*Data shown*.
PR #429, opened 2023-11-26
ext: add experimental support for ruby 3.3

flavorjones:


flavorjones:
Please note this won't get released until one of two things happens:

- the Ruby Core team freezes the ABI (binary interface) for Ruby 3.3 (see https://bugs.ruby-lang.org/issues/19980)
- Ruby 3.3.0 final release arrives

PR #432, opened 2023-11-30
Convert SQLite3 objects to TypedData API

casperisfine:
The replacement API was introduced in Ruby 1.9.2 (2010),
and the old untyped data API was marked a deprecated in the documentation
as of Ruby 2.3.0 (2015)

Ref: https://bugs.ruby-lang.org/issues/19998

This also allows to implement `memsize` functions (even though sqlite opaque types makes this a bit pointless), and allow to enable immediate free and write barriers on most objects.

@flavorjones @tenderlove

### DIFF
--- a/ext/sqlite3/statement.c
+++ b/ext/sqlite3/statement.c
@@ -6,19 +6,29 @@
 
 VALUE cSqlite3Statement;
 
-static void deallocate(void * ctx)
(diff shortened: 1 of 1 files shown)


flavorjones (approved):
Thank you for doing this! It was on my TO-DO list :stuck_out_tongue_winking_eye:

Issue #288, opened 2020-05-10
'gem install sqlite3' fails on FreeBSD


caponecicero:
Gem installation fails on FreeBSD because the `Makefile` for the Ruby/C glue only looks  for `/usr/include/sqlite3.h` and `/usr/lib/libsqlite.so`.  On FreeBSD, the locations are `/usr/local/include/sqlite3.h` `/usr/local/lib/libsqlite3.so` and because **sqlite3** is installed through the `ports` system.

caponecicero:
[gem_make.out.txt](https://github.com/sparklemotion/sqlite3-ruby/files/4606424/gem_make.out.txt)

eddiec:
I install ruby into my home dir but this worked for me:
`gem  install sqlite3 -- --with-sqlite3-include=/usr/local/include/ --with-sqlite3-lib=/usr/local/lib`

flavorjones:
I would welcome documentation changes, or changes to the `extconf.rb` file to make the gem install more easily on FreeBSD. I would also welcome someone adding FreeBSD to the CI pipelines, maybe something similar to what Nokogiri does: https://github.com/sparklemotion/nokogiri/blob/main/.github/workflows/ci.yml#L334-L358

Worth noting, the `extconf.rb` has been completely rewritten since May 2020, and so we should make sure it's still a problem, and if

PR #437, opened 2023-12-13
ci: coverage for freebsd

flavorjones:
inspired by https://github.com/sparklemotion/sqlite3-ruby/issues/288


flavorjones:
This is linking against the system sqlite library when we try to build with the vendored library. I think this can be fixed by finished the work at https://github.com/sparklemotion/sqlite3-ruby/pull/405

PR #443, opened 2023-12-21
Add a busy_handler_timeout setter

fractaledmind:
One of the largest pain-points when using SQLite in a Rails app is the limited concurrency support. While SQLite does support only one writer, from a Rails app's point-of-view this does not mean that that app simply cannot run in, for example, Puma clustered mode. As I have [detailed](https://fractaledmind.github.io/2023/12/11/sqlite-on-rails-improving-concurrency/), the primary issues are that the GVL isn't released while the SQLite `busy_timeout` C function is running and transactions are run in `DEFERRED` mode. 

We can solve the first of these by providing a Ruby `busy_handler` callback that will release the GVL between retries. This allows multiple threads to naturally coordinate and "queue up" to acquire SQLite's single write lock.

I initially proposed providing this in the Rails codebase (see: https://github.com/rails/rails/pull/50370); however, it was suggested that this functionality more naturally belongs in this codebase. So, I would love to start brainstorming the interface for this. Once built and released, we can then update Rails to use this instead of the `busy_timeout`. 

Jean Boussier suggested `lock_wait_timeout` as a name. I'm opening this PR to get the ball rolling. I'm open to naming suggestions as well as test suggestions.

### DIFF
--- a/lib/sqlite3/database.rb
+++ b/lib/sqlite3/database.rb
@@ -131,6 +131,7 @@ module SQLite3
       @type_translator  = make_type_translator @type_translation
       @readonly         = mode & Constants::Open::READONLY != 0
       @default_transaction_mode = options[:default_transaction_mode] || :deferred
+      @timeout_deadline = nil
 
       if block_given?
         begin
@@ -697,12 +698,16 @@ module SQLite3
     # while SQLite sleeps and retries.
     def busy_handler_timeout=( milliseconds )
       timeout_seconds = milliseconds.fdiv(1000)
-      timeout_deadline = Process.clock_gettime(Process::CLOCK_MONOTONIC) + timeout_seconds
 
       busy_handler do |count|
-        next false if Process.clock_gettime(Process::CLOCK_MONOTONIC) > timeout_deadline
-
-        sleep(0.001)
+        now = Process.clock_gettime(Process::CLOCK_MONOTONIC)
+        if count.zero?
+          @timeout_deadline = now + timeout_seconds
+        elsif now > @timeout_deadline
+          next false
+        else
+          sleep(0.001)
+        end
       end
     end
 
--- a/lib/sqlite3/database.rb
+++ b/lib/sqlite3/database.rb
@@ -691,7 +691,7 @@ module SQLite3
       @readonly
     end
 
-    def lock_wait_timeout=( milliseconds )
+    def busy_handler_timeout=( milliseconds )
       timeout_seconds = milliseconds.fdiv(1000)
       retry_interval = 0.001 # 1 millisecond
 
--- a/lib/sqlite3/database.rb
+++ b/lib/sqlite3/database.rb
@@ -691,16 +691,19 @@ module SQLite3
       @readonly
     end
 
+    # Sets a #busy_handler that releases the GVL between retries,
+    # but only retries up to the indicated number of +milliseconds+.
+    # This is an alternative to #busy_timeout, which holds the GVL
+    # while SQLite sleeps and retries.
     def busy_handler_timeout=( milliseconds )
       timeout_seconds = milliseconds.fdiv(1000)
       retry_interval = 0.001 # 1 millisecond
+      timeout_deadline = Process.clock_gettime(Process::CLOCK_MONOTONIC) + timeout_seconds
 
       busy_handler do |count|
-        @start_time = Process.clock_gettime(Process::CLOCK_MONOTONIC) if count == 0
+        next false if Process.clock_gettime(Process::CLOCK_MONOTONIC) > timeout_deadline
 
-        next sleep(retry_interval) unless (count % 100) == 0
-
-        (Process.clock_gettime(Process::CLOCK_MONOTONIC) - @start_time) <= timeout_seconds
+        sleep(retry_interval)
       end
     end
 
--- a/lib/sqlite3/database.rb
+++ b/lib/sqlite3/database.rb
@@ -697,13 +697,12 @@ module SQLite3
     # while SQLite sleeps and retries.
     def busy_handler_timeout=( milliseconds )
       timeout_seconds = milliseconds.fdiv(1000)
-      retry_interval = 0.001 # 1 millisecond
       timeout_deadline = Process.clock_gettime(Process::CLOCK_MONOTONIC) + timeout_seconds
 
       busy_handler do |count|
         next false if Process.clock_gettime(Process::CLOCK_MONOTONIC) > timeout_deadline
 
-        sleep(retry_interval)
+        sleep(0.001)
       end
     end
 
--- a/lib/sqlite3/database.rb
+++ b/lib/sqlite3/database.rb
@@ -691,6 +691,19 @@ module SQLite3
       @readonly
     end
 
+    def lock_wait_timeout=( milliseconds )
+      timeout_seconds = milliseconds.fdiv(1000)
+      retry_interval = 0.001 # 1 millisecond
+
+      busy_handler do |count|
+        @start_time = Process.clock_gettime(Process::CLOCK_MONOTONIC) if count == 0
+
+        next sleep(retry_interval) unless (count % 100) == 0
+
+        (Process.clock_gettime(Process::CLOCK_MONOTONIC) - @start_time) <= timeout_seconds
+      end
+    end
+
     # A helper class for dealing with custom functions (see #create_function,
     # #create_aggregate, and #create_aggregate_handler). It encapsulates the
     # opaque function object that represents the current invocation. It also
--- a/test/test_integration_pending.rb
+++ b/test/test_integration_pending.rb
@@ -114,64 +114,36 @@ class TC_Integration_Pending < SQLite3::TestCase
   end
 
   def test_busy_timeout_blocks_gvl
-    t1 = Thread.new do
-      begin
-        db1 = SQLite3::Database.open( "test.db" )
-        db1.transaction( :exclusive ) do
-          sleep 0.05
-        end
-      ensure
-        db1.close if db1
-      end
-    end
-
-    t2 = Thread.new do
-      begin
-        db2 = SQLite3::Database.open( "test.db" )
-        db2.busy_timeout 1000
-        db2.transaction( :exclusive ) do
-          sleep 0.01
-        end
-      ensure
-        db2.close if db2
-      end
-    end
+    db2 = SQLite3::Database.open( "test.db" )
+    db2.busy_timeout 1000
 
     time = Benchmark.measure do
-      [t1, t2].each(&:join)
+      @db.transaction( :exclusive ) do
+        assert_raises( SQLite3::BusyException ) do
+          db2.transaction( :exclusive ) {}
+        end
+      end
     end
 
-    assert_operator time.real, :>=, 1
+    db2.close
+
+    assert_operator time.real, :>=, 2
   end
 
   def test_busy_handler_timeout_releases_gvl
-    t1 = Thread.new do
-      begin
-        db1 = SQLite3::Database.open( "test.db" )
-        db1.transaction( :exclusive ) do
-          sleep 0.05
-        end
-      ensure
-        db1.close if db1
-      end
-    end
-
-    t2 = Thread.new do
-      begin
-        db2 = SQLite3::Database.open( "test.db" )
-        db2.busy_handler_timeout = 1000
-        db2.transaction( :exclusive ) do
-          sleep 0.01
-        end
-      ensure
-        db2.close if db2
-      end
-    end
+    db2 = SQLite3::Database.open( "test.db" )
+    db2.busy_handler_timeout = 1000
 
     time = Benchmark.measure do
-      [t1, t2].each(&:join)
+      @db.transaction( :exclusive ) do
+        assert_raises( SQLite3::BusyException ) do
+          db2.transaction( :exclusive ) {}
+        end
+      end
     end
 
-    assert_operator time.real, :<, 1
+    db2.close
+
+    assert_operator time.real, :>=, 1
   end
 end
--- a/test/test_integration_pending.rb
+++ b/test/test_integration_pending.rb
@@ -129,9 +129,6 @@ class TC_Integration_Pending < SQLite3::TestCase
       begin
         db2 = SQLite3::Database.open( "test.db" )
         db2.busy_timeout 1000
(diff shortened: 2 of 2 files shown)


fractaledmind:
@suwyn Do you happen to have a better alternative name for this? I know that you have been thinking about this problem space for a while, so I imagine you might have some language around distinguishing a Ruby `busy_timeout` from the SQLite/C `busy_timeout` in a way that is succinct but communicative.

suwyn:
Oh boy, naming is hard!  Maybe `busy_handler_timeout`?

fractaledmind:
I like that. I'll switch to that

suwyn:
@fractaledmind Also consider we'll want to configure this from the database config file so adding it as an option would be beneficial.  Here is [an example](https://github.com/sparklemotion/sqlite3-ruby/pull/426/files#diff-a5f0046d65327d07a9b89f22eae22a1d9e609e03a3e17f82ada91ec6e0d1943aR133) from #426

Default of `nil` which wouldn't set the busy handler.

suwyn:
Also noting for prosperity why this is needed.   The underlining issue with the interpreter is [documented here](http://nerdjusttyped.blogspot.com/2014/11/threaded-sqlite-access-and-ruby-sqlite.html).

From my experiments there is a lot of speed to be gained if there was a way to fix the underlining issue.

fractaledmind:
This will be set in Rails the same way that `busy_timeout` is currently set. Rails' `database.yml` won't change at all, it will just be that the `timeout` value will be passed to this function and not the `busy_timeout` function.

flavorjones:
Ignore any CI failures for "native packaging" with "head", that's only because the HEAD version rolled over to 3.4.dev.

lib/sqlite3/database.rb
```diff
@@ -691,6 +691,19 @@ def readonly?
...
     end
 
+    def busy_handler_timeout=( milliseconds )
+      timeout_seconds = milliseconds.fdiv(1000)
+      retry_interval = 0.001 # 1 millisecond
+
+      busy_handler do |count|
+        @start_time = Process.clock_gettime(Process::CLOCK_MONOTONIC) if count == 0
+
+        next sleep(retry_interval) unless (count % 100) == 0
```
byroot, line 701: I'm not even sure this module thing is worth it. `Process.clock_gettime(Process::CLOCK_MONOTONIC)` is really really fast, it's not even really a syscall as it uses VDSO so never leaves user space (on Linux).

I just benchmarked it, it's off course slower than doing a modulo, but it's in the same order of magnitude: https://gist.github.com/casperisfine/72af4812a0cc8c925432a5d2722bc12a

So given that every sleep could be very long, I don't think this potential for innacuracy is worth this micro-optimization. You can just pre-compute the deadline like in my benchmark, and that should be more than fast enough.

Also if we're going for micro-optimizations, might as well define that instance variable early to ensure a consistent shape.

fractaledmind: @byroot: Makes sense. The win from releasing the GVL is the core detail, and any other micro-optimizations should be considered later based on real-world usage. I simplified the handler in [d3dcd52](https://github.com/sparklemotion/sqlite3-ruby/pull/443/commits/d3dcd52c753462653d2584f93fea0db43018d172)

lib/sqlite3/database.rb
```diff
@@ -691,6 +691,22 @@ def readonly?
       @readonly
     end
 
+    # Sets a #busy_handler that releases the GVL between retries,
+    # but only retries up to the indicated number of +milliseconds+.
+    # This is an alternative to #busy_timeout, which holds the GVL
+    # while SQLite sleeps and retries.
+    def busy_handler_timeout=( milliseconds )
+      timeout_seconds = milliseconds.fdiv(1000)
+      retry_interval = 0.001 # 1 millisecond
```
byroot, line 700: You can do without that local variable, that will be one less indirection in the proc.

fractaledmind:
@djmb @rosa: I was just reading thru the [SolidQueue](https://github.com/basecamp/solid_queue/) source as I work on integrating it into a project I have at work. I came across [this commit](https://github.com/basecamp/solid_queue/commit/08f5725a5aa3f5169305baafb88db4a592df5086) that patches Rails' SQLite3 adapter to improve concurrency. Reading the commit description, it sounds like you have had similar experiences as I have working to get SQLite to handle concurrency in a reasonable and resilient way. 

I note that in your comment and patch, you lean on the `retries` option and patch it to have linear backoff (`sleep`ing `count` milliseconds on each `busy_handler` invocation). I'd love to hear more about what, in particular, was causing problems with the current Rails implementation of `retries` that doesn't backoff between retries. I'd also be keen to get your perspective on this implementation of a `busy_handler` and the general plan for Rails. To recap conversations had across repos, the plan as it stands currently is:

1. get this PR merged into the SQLite3 driver to provide a `busy_handler_timeout` method that accepts a timeout in milliseconds, but uses a Ruby `busy_handler` instead of the SQLite C `busy_timeout` to ensure that the GVL is released between retries
2. deprecate the `retries` option in Rails for the SQLite adapter
3. have the `timeout` option in Rails for the SQLite adapter call this `busy_handler_timeout` method from the SQLite3 driver instead of the `busy_timeout` method

After working with the `retries` option for some time, and getting feedback from the community, I believe that the mental model of `timeout` is clearer and people better understand what kind of value to set for their needs. However, we need to deal with the GVL lock issue of the `busy_timeout` method in this driver. Does the current plan make sense given you and your team's experience with SQLite usage in real-world apps? Does the current implementation of the `busy_handler_timeout` here make sense given you and your team's experience?

I believe your perspective could help ensure that both this PR and the larger plan for Rails' SQLite support are as solid as possible.

fractaledmind:
@flavorjones @byroot: Added two simple tests focusing on the GVL blocking difference between `busy_timeout` and `busy_handler_timeout`. AppVeyor is green now. Is there anything still blocking here?

lib/sqlite3/database.rb
```diff
@@ -691,6 +691,21 @@ def readonly?
       @readonly
     end
 
+    # Sets a #busy_handler that releases the GVL between retries,
+    # but only retries up to the indicated number of +milliseconds+.
+    # This is an alternative to #busy_timeout, which holds the GVL
+    # while SQLite sleeps and retries.
+    def busy_handler_timeout=( milliseconds )
+      timeout_seconds = milliseconds.fdiv(1000)
+      timeout_deadline = Process.clock_gettime(Process::CLOCK_MONOTONIC) + timeout_seconds
```
suwyn, line 700: @fractaledmind Looking at the code again, I believe there is a bug here.   

This is setting a clock based timeout deadline at the time `busy_handler_timeout` is set rather than when the busy_handler gets invoked for the first time.   Essentially setting a hard timeout for `timeout_seconds` for all invocations of the busy handler.

Consider the following (I didn't test it but I believe this should show the issue, if I am reading the code correctly)

```
busy_handler_timeout_db = SQLite3::Database.open( "test.db" )
busy_handler_timeout_db.busy_handler_timeout = 1000
sleep 1.5

# timeout_deadline should be expired now since that was set 
# at the point in time when we set busy_handler_timeout to 1000.
# Any invocations of the busy handler will now throw busy errors
```

fractaledmind: I think you're right. Great catch. Will fix when I'm back at my laptop

fractaledmind: @suwyn Checkout https://github.com/sparklemotion/sqlite3-ruby/pull/443/commits/48daae13fb32213c84a07ea7e7ed8714d0462fb6

suwyn: Looks better @fractaledmind 

It still has me wondering if it's thread safe though since it is using an instance variable.   If two threads used the same connection, you'd have an issue.   I did some experimenting in Rails and the connection pool appears to be thread safe (as it states in the docs) .

Experimenting with the gem on its own, I wasn't able quickly able to cause any issue.   SQLite doesnt have a way to sleep so I stopped short of writing a long running UDF.  

I think the ideal solution is to either bake the busy handler into the C code or pass the time of first invocation into the handler from C, like it does with count.   I'd obviously strongly prefer the former, but have no idea on what that would take and outside of the scope of this PR.

So short of using the count to estimate the clock time (e.g. the `(count * RETRY_INTERVAL) > timeout_seconds` approach) instead of the clock time we'll just have to know that a race condition probably exists.

fractaledmind: @suwyn: You should join this Discord server where we talk a lot about the SQLite ecosystem in Ruby: https://discord.gg/ehdDh5C4

That would allow us to connect more easily and even pair on this. I'd love some help on writing useful tests. I have a long running UDF already written:
```sql
WITH RECURSIVE r(i) AS (
  VALUES(0)
  UNION ALL
  SELECT i FROM r
  LIMIT 10000000
)
SELECT i FROM r ORDER BY i LIMIT 1;
```
What I don't have are resilient and expansive tests. Want to work on getting this over the line together?

djmb:
> I note that in your comment and patch, you lean on the retries option and patch it to have linear backoff (sleeping count milliseconds on each busy_handler invocation). I'd love to hear more about what, in particular, was causing problems with the current Rails implementation of retries that doesn't backoff between retries. 

Hi @fractaledmind! The issue with using retries without a backoff was that we would still get `SQLite3::BusyException`s.

I've just tried it out with no sleep and to avoid the BusyExceptions, I need to set the retries to about 1,000,000, at which point it seems to hang. I don't know exactly what the mechanism is there though - whether the thread holding the lock is actually blocked or if it is being starved.

> I'd also be keen to get your perspective on this implementation of a busy_handler and the general plan for Rails. To recap conversations had across repos, the plan as it stands currently is:
> 
> get this PR merged into the SQLite3 driver to provide a busy_handler_timeout method that accepts a timeout in milliseconds, but uses a Ruby busy_handler instead of the SQLite C busy_timeout to ensure that the GVL is released between retries
> deprecate the retries option in Rails for the SQLite adapter
> have the timeout option in Rails for the SQLite adapter call this busy_handler_timeout method from the SQLite3 driver instead of the busy_timeout method
> After working with the retries option for some time, and getting feedback from the community, I believe that the mental model of timeout is clearer and people better understand what kind of value to set for their needs. However, we need to deal with the GVL lock issue of the busy_timeout method in this driver. Does the current plan make sense given you and your team's experience with SQLite usage in real-world apps? Does the current implementation of the busy_handler_timeout here make sense given you and your team's experience?
> 
> I believe your perspective could help ensure that both this PR and the larger plan for Rails' SQLite support are as solid as possible.

We only used `retries` here because the current `timeout` wouldn't release the GVL lock, so your plan here sounds perfect. I agree that `timeout` is much more intuitive. 

It seems likely we will still need a sleep in the handler to avoid the issues we've been seeing, but it would be good to know why. I'll see if I can debug what's going on in Solid Queue myself. It's tricky because the I/O of logging anything from the handler seems to have the same effect as a sleep and the BusyExceptions go away.

If you want to dig about yourself, the patch for sleeping is to allow the tests to pass, you can run them with `TARGET_DB=sqlite rails test`. Removing the patch should give you the BusyExceptions.

lib/sqlite3/database.rb
```diff
@@ -691,6 +692,25 @@ def readonly?
...
+      timeout_seconds = milliseconds.fdiv(1000)
+
+      busy_handler do |count|
+        now = Process.clock_gettime(Process::CLOCK_MONOTONIC)
+        if count.zero?
+          @timeout_deadline = now + timeout_seconds
+        elsif now > @timeout_deadline
+          next false
+        else
+          sleep(0.001)
```
tenderlove, line 709: Is this sleep necessary? I think the VM is interruptible on any method call so the calls to clock_gettime etc should do the trick (I think).

tenderlove (approved):
I'm fine with the patch if @byroot is OK with it. I had one question wrt the `sleep` (but including the sleep is fine if it's necessary)

lib/sqlite3/database.rb
byroot: @tenderlove it's not about being interruptible, it's about forcibly releasing the GVL. The assumption is that the client that is currently holding the SQLite3 write lock might be another thread in the same process, hence we should try to switch back to it rather than busy loop for 100ms until the thread scheduler quantum is reached.

And even if it's not in that process, yielding the GVL allow other unrelated threads to proceed.

NB: for the "in same process case" a shared Ruby mutex would be way more efficient, but we'd need some way to tell two clients are pointing that the same database, hence should share a single Mutex.

tenderlove: > The assumption is that the client that is currently holding the SQLite3 write lock might be another thread in the same process, hence we should try to switch back to it

I see. In that case wouldn't `Thread.pass` also do the trick?

byroot: It would yes, but then the risk is that there's no other ready thread, causing the process to essentially be busy looping, which would pin one CPU to 100% and may not be desirable. A very short sleep actually make sense IMO.

tenderlove: Sounds good to me!

flavorjones:
@fractaledmind this is causing failures in CI on windows

```
  1) Failure:
TC_Integration_Pending#test_busy_timeout_blocks_gvl [D:/a/sqlite3-ruby/sqlite3-ruby/test/test_integration_pending.rb:100]:
SQLite3::BusyException expected but nothing was raised.
```

see e.g. https://github.com/sparklemotion/sqlite3-ruby/actions/runs/7403622873/job/20143757496

Can you please take a look? Or let me know if you'd prefer me to revert.

fractaledmind:
I have been trying to debug, but can't reproduce. I am now trying to research a more direct way to test "holds GVL" vs "releases GVL" for these two. You can revert for now, and I will try to rework the tests. But I can only really see if new tests are good by running thru CI as locally things are ok. 

On a related note, is there a way to ensure local tests are running with current head version of SQLite? It seems my tests run against my default macOS version of SQLite.

flavorjones:
> On a related note, is there a way to ensure local tests are running with current head version of SQLite? It seems my tests run against my default macOS version of SQLite.

By default this should not happen. Try:

```sh
bundle exec rake clean clobber
bundle exec rake compile
bundle exec rake test
```

If you're still using the system libraries, open a new issue and attach

- full output from these commands
- the Makefile and mkmf.log from the compilation phase (which should be under `./tmp/x86_64-darwin/sqlite3_native/3.2.2` or similarly-named directory)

*What you will do*.
Please return every line from the material above where the string "functions" occurs.

*Answer section*.
This also allows to implement `memsize` functions (even though sqlite opaque types makes this a bit pointless), and allow to enable immediate free and write barriers on most objects.
     # A helper class for dealing with custom functions (see #create_function,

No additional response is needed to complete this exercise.